- [Given data]
PR #101, opened 2018-07-02
Add iscsi information parser

hassanshabbirahmed:
Adding a very simple iscsi status parser

### DIFF
--- a/sysfs/iscsi.go
+++ b/sysfs/iscsi.go
@@ -1,0 +1,85 @@
+// Copyright 2015 The Prometheus Authors
+// Licensed under the Apache License, Version 2.0 (the "License");
+// you may not use this file except in compliance with the License.
+// You may obtain a copy of the License at
+//
+// http://www.apache.org/licenses/LICENSE-2.0
+//
+// Unless required by applicable law or agreed to in writing, software
+// distributed under the License is distributed on an "AS IS" BASIS,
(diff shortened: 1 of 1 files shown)


SuperQ:
If you look at the way other sysfs collectors work, you can see that they implement the `filepath.Glob()` in the `fs.go` file.  Please take a look at how `net_class.go` is implemented. This is the required design pattern.

hassanshabbirahmed:
Hey @SuperQ I've morphed it according to the design pattern you mentioned. Would you mind taking a look again.

SuperQ:
It looks like your fork is far enough behind the current master that you're missing the change from Travis to CircleCI.

Would you please sync up your fork and rebase this change?

SuperQ:
Also, this change is missing tests and fixtures like net_class_test.go has.

pgier:
I think it might make sense to move this code into the new iscsi package added in #171 
Also, this needs some unit tests.

sysfs/iscsi.go
```diff
@@ -0,0 +1,85 @@
+// Copyright 2015 The Prometheus Authors
```
pgier: Should be 2019

AvengerMoJo:
@hassanshabbirahmed this is reading from the iscsi initiator point of view. My node_exporter module is from the iscsi target point of view. I think we can merge the two into one.

discordianfish:
I'm going to close this PR. Let's reopen if somebody has time to move it to the iscsi package.

Issue #95, opened 2018-06-27
Add parser for CIFS client stats


SuperQ:
The CIFS kernel module includes client stats in `/proc/fs/cifs/Stats`, but only if the kernel is configured with `CONFIG_CIFS_STATS`.

It includes per mountpoint info, so it should be pretty useful.

SuperQ:
Here's a sample stats file:
```
Resources in use
CIFS Session: 1
Share (unique mount targets): 2
SMB Request/Response Buffer: 1 Pool size: 5
SMB Small Req/Resp Buffer: 1 Pool size: 30
Operations (MIDs): 0

0 session 0 share reconnects
Total vfs operations: 79 maximum at one time: 2

1) \\server\share
SMBs: 279
Negotiates: 0 sent 0 failed
SessionSetups: 0 sent 0 failed
Logoffs: 0 sent 0 failed
TreeConnects: 0 sent 0 failed
TreeDisconnects: 0 sent 0 failed
Creates: 0 sent 2 failed
Closes: 0 sent 0 failed
Flushes: 0 sent 0 failed
Reads: 0 sent 0 failed
Writes: 0 sent 0 failed
Locks: 0 sent 0 failed
IOCTLs: 0 sent 0 failed
Cancels: 0 sent 0 failed
Echos: 0 sent 0 failed
QueryDirectories: 0 sent 6 failed
ChangeNotifies: 0 sent 0 failed
QueryInfos: 0 sent 0 failed
SetInfos: 0 sent 0 failed
OplockBreaks: 0 sent 0 failed
```

shibumi:
This is what I get on CentOS7:
```
Resources in use
CIFS Session: 1
Share (unique mount targets): 1
SMB Request/Response Buffer: 1 Pool size: 5
SMB Small Req/Resp Buffer: 1 Pool size: 30
Operations (MIDs): 0

0 session 0 share reconnects
Total vfs operations: 21 maximum at one time: 2

1) \\server\\share
SMBs: 13 Oplocks breaks: 0
Reads:  0 Bytes: 0
Writes: 0 Bytes: 0
Flushes: 0
Locks: 0 HardLinks: 0 Symlinks: 0
Opens: 0 Closes: 0 Deletes: 0
Posix Opens: 0 Posix Mkdirs: 0
Mkdirs: 0 Rmdirs: 0
Renames: 0 T2 Renames 0
FindFirst: 2 FNext 0 FClose 0
```

@SuperQ which Distribution is this?

[...]

PR #103, opened 2018-07-16
CIFS client support for Linux

shibumi:
Supported are any client statistics in SMB1 and SMB2. This should fix https://github.com/prometheus/procfs/issues/95

### DIFF
--- a/cifs/parse_cifs.go
+++ b/cifs/parse_cifs.go
@@ -1,0 +1,124 @@
+// Copyright 2018 The Prometheus Authors
+// Licensed under the Apache License, Version 2.0 (the "License");
+// you may not use this file except in compliance with the License.
+// You may obtain a copy of the License at
+//
+// http://www.apache.org/licenses/LICENSE-2.0
+//
+// Unless required by applicable law or agreed to in writing, software
+// distributed under the License is distributed on an "AS IS" BASIS,
+// WITHOUT WARRANTIES OR CONDITIONS OF ANY KIND, either express or implied.
+// See the License for the specific language governing permissions and
+// limitations under the License.
+
+package cifs
+
+import (
+	"bufio"
+	"fmt"
+	"io"
+	"strconv"
+	"strings"
+)
+
+// parseHeader parses our SMB header
+func parseHeader(line string, header map[string]uint64) error {
+	for _, regexpHeader := range regexpHeaders {
+		match := regexpHeader.FindStringSubmatch(line)
+		if match == nil {
+			continue
+		}
+		for index, name := range regexpHeader.SubexpNames() {
+			if index == 0 || name == "" {
+				continue
+			}
+			value, err := strconv.ParseUint(match[index], 10, 64)
+			if nil != err {
+				return fmt.Errorf("invalid value in header")
+			}
+			header[name] = value
+		}
+	}
+	return nil
+}
+
+// parseSMBStats parses a SMB block
+func parseSMBStats(line string, stats map[string]uint64, sessionIDs *SessionIDs) error {
+	for _, regexpSMB := range regexpSMBs {
+		match := regexpSMB.FindStringSubmatch(line)
+		if match == nil {
+			continue
+		}
+		for index, name := range regexpSMB.SubexpNames() {
+			if index == 0 || name == "" {
+				continue
+			}
+			switch name {
+			case "sessionID":
+				value, err := strconv.ParseUint(match[index], 10, 64)
+				if nil != err {
+					return fmt.Errorf("type mismatch for sessionID")
+				}
+				sessionIDs.SessionID = value
+			case "server":
+				if match[index] != "" {
+					sessionIDs.Server = match[index]
+				}
+			case "share":
+				if match[index] != "" {
+					sessionIDs.Share = match[index]
+				}
+			default:
+				value, err := strconv.ParseUint(match[index], 10, 64)
+				if nil != err {
+					return fmt.Errorf("invalid value in SMB Statistics")
+				}
+				stats[name] = value
+			}
+		}
+		return nil
+	}
+	return nil
+}
+
+// ParseClientStats returns stats read from /proc/fs/cifs/Stats
+func ParseClientStats(r io.Reader) (*ClientStats, error) {
+	stats := &ClientStats{}
+	stats.Header = make(map[string]uint64)
+	scanner := bufio.NewScanner(r)
+	var currentSMBBlock *SMBStats
+	var currentSMBMetrics map[string]uint64
+	var currentSMBSessionIDs *SessionIDs
+	for scanner.Scan() {
+		line := scanner.Text()
+		// if line is empty we can go back to start
+		if line == "" {
+			continue
+		}
+		parseHeader(line, stats.Header)
+		// If we see a new SMB block we are initializing all necessary structs and hashmaps
+		if strings.Contains(line, ") \\") {
+			currentSMBMetrics = make(map[string]uint64)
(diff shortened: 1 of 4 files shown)


cifs/parse_cifs.go
```diff
@@ -0,0 +1,228 @@
...
+	"bufio"
+	"fmt"
+	"io"
+	"regexp"
+	"strconv"
+	"strings"
+)
+
+// ParseClientStats returns stats read from /proc/fs/cifs/Stats
+func ParseClientStats(r io.Reader) (*ClientStats, error) {
```
mdlayher: Please refactor this into at least four or five smaller functions.  There is too much context to keep track of here, and any indentation beyond 3 or so levels becomes unreadable.

cifs/parse_cifs.go
```diff
@@ -0,0 +1,228 @@
...
+							tmpSMB1Stats.SessionIDs.Server = tmpSessionIDs.Server
+							tmpSMB1Stats.SessionIDs.Share = tmpSessionIDs.Share
+
+						}
+						tmpSMB1Stats.Stats[name] = value
+					}
+				}
+				break
+			}
+		} else {
```
mdlayher: In my general experience, the use of "else" in Go means that you're not doing enough early returns.

cifs/parse_cifs.go
```diff
@@ -0,0 +1,228 @@
...
+	var tmpSessionIDs *SessionIDs
+	// The legacy variable sets the current context. True for SMB1, False for SMB2
+	legacy := true
+	for scanner.Scan() {
+		line := scanner.Text()
+		if legacy {
+			// This part manages the parsing of SMB1
+			for _, regexpSMB1 := range regexpSMB1s {
+				match := regexpSMB1.FindStringSubmatch(line)
+				if 0 == len(match) {
```
mdlayher: I understand this is subjective, but I really am not a fan of comparisons with a constant on the left side as opposed to the right.  It is quite uncommon in Go.

shibumi:
@mdlayher Sure. I am full with you about the part about readability. About the regex part: I don't think there is an easier way for this. You can have a look at the example files in the issue: https://github.com/prometheus/procfs/issues/95 Any other idea is more than welcome :)

cifs/parse_cifs.go
shibumi: sure absolutly!

shibumi:
I will overwork this and open a new PR, when it's ready.

mdlayher:
No need to close it, just following up with more commits is totally fine!

shibumi:
@mdlayher I have finally some time to code further on it. So I have reopen the pull Request and did  further research. I've found another solution for getting CIFS statistics. The `cifsiostat` command provides the following output:

```
Linux 3.10.0-862.3.3.el7.x86_64 (SERVER) 	14.09.2018 	_x86_64_	(16 CPU)

Filesystem:                    rB/s         wB/s    rops/s    wops/s         fo/s         fc/s         fd/s
\\SERVER\SHARE         0,00         0,00      0,00      0,00         0,00         0,00         0,00 
```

- [What you are asked to do]
Only a number is expected: how many lines of the data include the string "Mkdirs".

- [Solution to this exercise]
2